Part of CTSC's mission is to help educate the NSF community about tools and processes related to cybersecurity. For example, our software assurance team offers tutorials on static analysis tools and to test those tools, they provide benchmark datasets (code). In this article, we describe tools (Python modules) and a benchmark dataset for analyzing authentication data. However, the tools are sufficiently general that they could apply to other types of data related to cybersecurity, e.g. network traffic or more general data flows.
I recently had the pleasure of attending the SIAM Workshop on Network Science where I presented our poster on the analysis of a rather large authentication1 dataset. The public dataset was made available from Los Alamos National Laboratory (LANL) and represented over 700 million anonymized authentication events over a nine-month period.
Our poster submission demonstrated the use of Python to analyze and visualize the data. Since our scripts relied on various Python modules not found in the standard library, we recommended using the Anaconda Python distribution (3.x) which contained those modules (and a lot more). One key module that we used, to perform some of the network analysis, was NetworkX. Another module, to plot results, was matplotlib. We also demonstrated how one could use the IPython Notebook in a browser.
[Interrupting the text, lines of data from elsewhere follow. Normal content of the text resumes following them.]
PR #1, opened 2023-06-20
ADR for architecture guidance

jenniferplusplus:
I hope you're familiar with ADRs. If not, the basic idea is to write down both the more significant choices made in a project, as well as the reasoning that went into them. And they often go in source control because as programmers we are obligated to use that particular hammer for every single nail.

So with this, I guess I want to know if the logic and the choices make sense and seem reasonable, or if you can think of anything I missed.

### DIFF
--- a/docs/decisions/00-template.md
+++ b/docs/decisions/00-template.md
@@ -1,0 +1,24 @@
+﻿# Subject
+
+## Status
+
+- [ ] Decided (proposal was agreed and adopted)
+- [ ] Decided Against (agreed not to adopt)
+- [ ] Deferred (no decision, but should be revisited later)
+- [ ] Superseded (later events or decisions make this no longer relevant)
+
+# Decision
+
+A summary of what was proposed and decided
+
+## Impact
+
+Details about what changes because of the decision
+
+## Context
+
+Information about the situation that prompted the proposal/decision
+
+## Discussion
+
+A summary of the comments/issues/concerns that led up to the decision
--- a/docs/decisions/01-system-design-guidance.md
+++ b/docs/decisions/01-system-design-guidance.md
@@ -1,0 +1,48 @@
+﻿# System Design Guidance
+
+Priorities for the project, and some guidance on how to balance those priorities when making high level architectural decisions.
+
+## Status
+
+- [ ] Decided (proposal was agreed and adopted)
+- [ ] Decided Against (agreed not to adopt)
+- [ ] Deferred (no decision, but should be revisited later)
+- [ ] Superseded (later events or decisions make this no longer relevant)
+
+# Decision
+
+This is about guidance, so here's the guidance.
+
+1. Prefer multiple providers. There will be system components that can be rented from managed service providers (you know, clouds). It's better to choose technologies that are available in multiple cloud providers. In the future, it would be even better to support multiple services in a category (MySQL AND PostreSQL, for example). That's not feasible now, but try not to design out the option of doing it later. 
+2. Be self-hostable. Don't choose services that are only available in the cloud (like snowflake or dynamodb), or that are difficult to administer (like kafka). This goes double if it's only available from a single provider.
+3. Plan for scale-up. Networks tend to grow over time. It should be a reasonable amount of work for a volunteer admin to add capacity as the need arises.
+
+
+## Impact
+
+Now
+* DB - Postgres
+* Object Storage - Any S3 compatible
+
+Future
+* Message Queue - Something internal (maybe subscriber pattern?), then RabbitMQ (if/when we need it)
+* Orchestration - Something internal (threads, processes), then maybe Nomad?
+
+## Context
+
+Basically, this came up when I was considering which database engine should serve as the core database for the project. There are a number of goals for Letterbook, and I want to write them down, for the future.
+
+### Optimize for the operators
+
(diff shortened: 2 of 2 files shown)


docs/decisions/00-template.md
runewake2, line 1: When cataloging these decisions through git, how do you usually capture historic conversation about a feature (I've typically done this process through a Google/Word Doc)? Do we care about that or is this what the `Discussion` section is for?

docs/decisions/01-system-design-guidance.md
```diff
@@ -0,0 +1,48 @@
...
+- [ ] Deferred (no decision, but should be revisited later)
+- [ ] Superseded (later events or decisions make this no longer relevant)
+
+# Decision
+
+This is about guidance, so here's the guidance.
+
+1. Prefer multiple providers. There will be system components that can be rented from managed service providers (you know, clouds). It's better to choose technologies that are available in multiple cloud providers. In the future, it would be even better to support multiple services in a category (MySQL AND PostreSQL, for example). That's not feasible now, but try not to design out the option of doing it later. 
+2. Be self-hostable. Don't choose services that are only available in the cloud (like snowflake or dynamodb), or that are difficult to administer (like kafka). This goes double if it's only available from a single provider.
+3. Plan for scale-up. Networks tend to grow over time. It should be a reasonable amount of work for a volunteer admin to add capacity as the need arises.
```
runewake2, line 18: Will this mean that our servers need to support horizontally scaling (potentially with an exception for the DB) from the start?

docs/decisions/01-system-design-guidance.md
```diff
@@ -0,0 +1,48 @@
...
+
+## Context
+
+Basically, this came up when I was considering which database engine should serve as the core database for the project. There are a number of goals for Letterbook, and I want to write them down, for the future.
+
+### Optimize for the operators
+
+There is some some threshold of features that would make Letterbook viable for users. Beyond that, we should favor the needs of instance administrators, operations teams, and moderators. That group is likely to overwhelmingly be hobbyists and volunteers. They will often have shoestring budgets. They will probably live all over the world, speak numerous languages, and work in various time zones. In particular, I'm thinking of the experience that the https://hachyderm.io team had in setting up and scaling up their mastodon instance. They had a team of frankly world class SREs, and they still struggled with it continuously for weeks. Many instances had to close registrations during the twitter migration because they couldn't operationally support the added demand. You shouldn't have to have a team of senior engineers to run a community chat service.
```
runewake2, line 37: How do you see this impacting Telemetry and Observability? Adding that could make maintenance and upkeep simpler, *but* can lead to some pretty substantial costs for storing and cataloging all of that telemetry info which might conflict with the next goal.

Will we need a system for being able to toggle features on/off easily that Admin's can use?

docs/decisions/01-system-design-guidance.md
```diff
@@ -0,0 +1,48 @@
...
+
+### Minimize cost
+
+Letterbook should be maximally affordable, because people use these services for community projects, and fund them on donations. Businesses can just throw RAM or IOPS at problems until they go away, but that's not likely to be an option here. So system components need to actually be suited to the task and scale.
+
+
+## Discussion
+
+So, I think those technology choices are pretty reasonable. Except maybe Postgres. I don't *love* using Postgres for this. I considered a document db. I think the ones that could be viable are Mongo or CouchDB. The problem with mongo is that I can't find a managed provider that I think has a reasonable price point. And the problem with CouchDB is that the only managed provider I can find is IBM. I also considered a graph database. It's a social network, after all. The network graph is the key thing here. The problem again is that the only reasonable option is Neo4j, and it's super expensive to get as a managed service.
```
runewake2, line 46: I don't mind Postgres. If we need some sort of blob storage they support [json](https://www.postgresql.org/docs/current/datatype-json.html) and I think that should be fine. I'd expect scaling wise this isn't where we'd hit limits.

docs/decisions/00-template.md
jenniferplusplus: That's what I was imagining the discussion section would do. We can always link back to PRs and issues, too. At work it might go in a google doc, but with an open source hobby project, it's hard to be sure that would continue to be available in the long term.

docs/decisions/01-system-design-guidance.md
jenniferplusplus: I think we should expect to have to scale horizontally, and design to facilitate that. But I think a design that's amenable to horizontal scaling in the future is all we would need for now.

docs/decisions/01-system-design-guidance.md
jenniferplusplus: Yes, letterbook should produce some telemetry. I'm a fan of OpenTelemetry. When we get to that point, I'm imagining a guide or template or something that includes an OTel collector, with configs to make it easy to adjust sampling rates to keep that cost down.

jenniferplusplus: Oh, for feature flags/feature toggles/something like that: maybe? I think there's a lot of value in those systems, but I normally do those things in the context of a service I'm operating. I'm not sure how I would go about it in this case.

runewake2: One thing I'm wondering here is how much can we defer to plugins for feature support. If the core of this system is just an MVP with basic functionality and everything else is left up to plugins, this cost and optimization knob might be easier to turn (thinking sort of the WordPress model here). I'm not familiar enough yet to know exactly what that would look like, but I could see it enabling a lot of different useful things and allow admins to customize their servers to their needs. That approach might encompass the idea of feature flags to and make them redundant. This might come with some up-front complexity in setup, but it'd mean you could choose from say an elastic powered search feature or just an indexed hashtag powered one instead of us making that decision for you.

jenniferplusplus: That's an interesting idea. I've seen plugin driven systems go very badly before. Or, once. But clearly they can work. I think that's probably a question of how to support contributors. If this takes off like a rocket and there's tons of people looking to build things, then plug-ins look really appealing. If it's more gradual, or people just want to use letterbook, not build it, then my thinking is they're more trouble than they're worth.

runewake2: Maybe it's an idea worth revisiting after an MVP. I imagine we'll learn a lot about what works and doesn't work building that.

runewake2 (approved):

An authentication event was represented as a simple entry: "time,user,computer", where "time" was in seconds offset from the beginning, and "user, computer" were anonymized entries with unique numeric identifiers (e.g. U214,C148). We preprocessed the dataset to generate two files: one containing just the time values, another representing the user-computer information as a global, static graph. This type of graph, with two disjoint sets of nodes (users and computers), is known as a bipartite graph. Since the second file, containing the graph, took about 8 hours to generate, we made it publicly available in case others wanted to experiment. (Generating the first file, with only time values, just took a few minutes using one of our scripts.)
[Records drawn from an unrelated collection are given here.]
PR #11, opened 2023-06-21
Put Snake_Case Converter under test and add initial CI workflows

runewake2:
Adding an xunit project to test the project and place the snake_case converter under test.

Add two CI jobs to validate pull requests against `main` and pushes made to `main`


jenniferplusplus (approved):
Love it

Our first step was to perform a sanity check on the time values for the authentication events. Fig. 1 is a histogram plot of all events over the nine-month period. Using the matplotlib module, we can interactively select a region to zoom into and see general daily and weekly usage patterns. The script to generate this histogram is parameterized so that a user can see more detailed (or coarse) plots.
Next, we use the NetworkX module to plot the graph and zoom in on particular nodes that seem to be hubs in the network. In the following two figures, the User nodes are colored red and Computer nodes are colored white. Fig. 2 shows C148 as a hub with numerous User nodes connected to it. Fig. 3, in contrast, shows U12 connecting to numerous computers. Obviously, if we had more information about the authentication events, we might be able to determine that certain User hubs were, for example, just the result of system administrators performing maintenance. On the other hand, it may be an indication of questionable user behavior.
In addition to visually inspecting the graph, we can programmatically analyze it to discover certain features, e.g., hubs or connected components. These techniques can be found in our poster and scripts.
According to LANL's Aric Hagberg, there will likely be another dataset coming sometime this year that will have more metadata.
Our abstract, poster, Python scripts, and additional documentation can be found at https://github.com/rheiland/authpy.
We welcome your comments.
1. Authentication, in this context, is the process of verifying the identity of a person connecting to, e.g. logging into, a computer.
 A. Hagberg, A. Kent, N. Lemons, and J. Neil. Credential hopping in authentication graphs. In 2014 International Conference on Signal-Image Technology Internet-Based Systems (SITIS). IEEE Computer Society, Nov. 2014.
 A. D. Kent, L. M. Liebrock, and J. C. Neil. Authentication graphs: Analyzing user behavior within an enterprise network. Computers & Security, 48:150-166, 2015.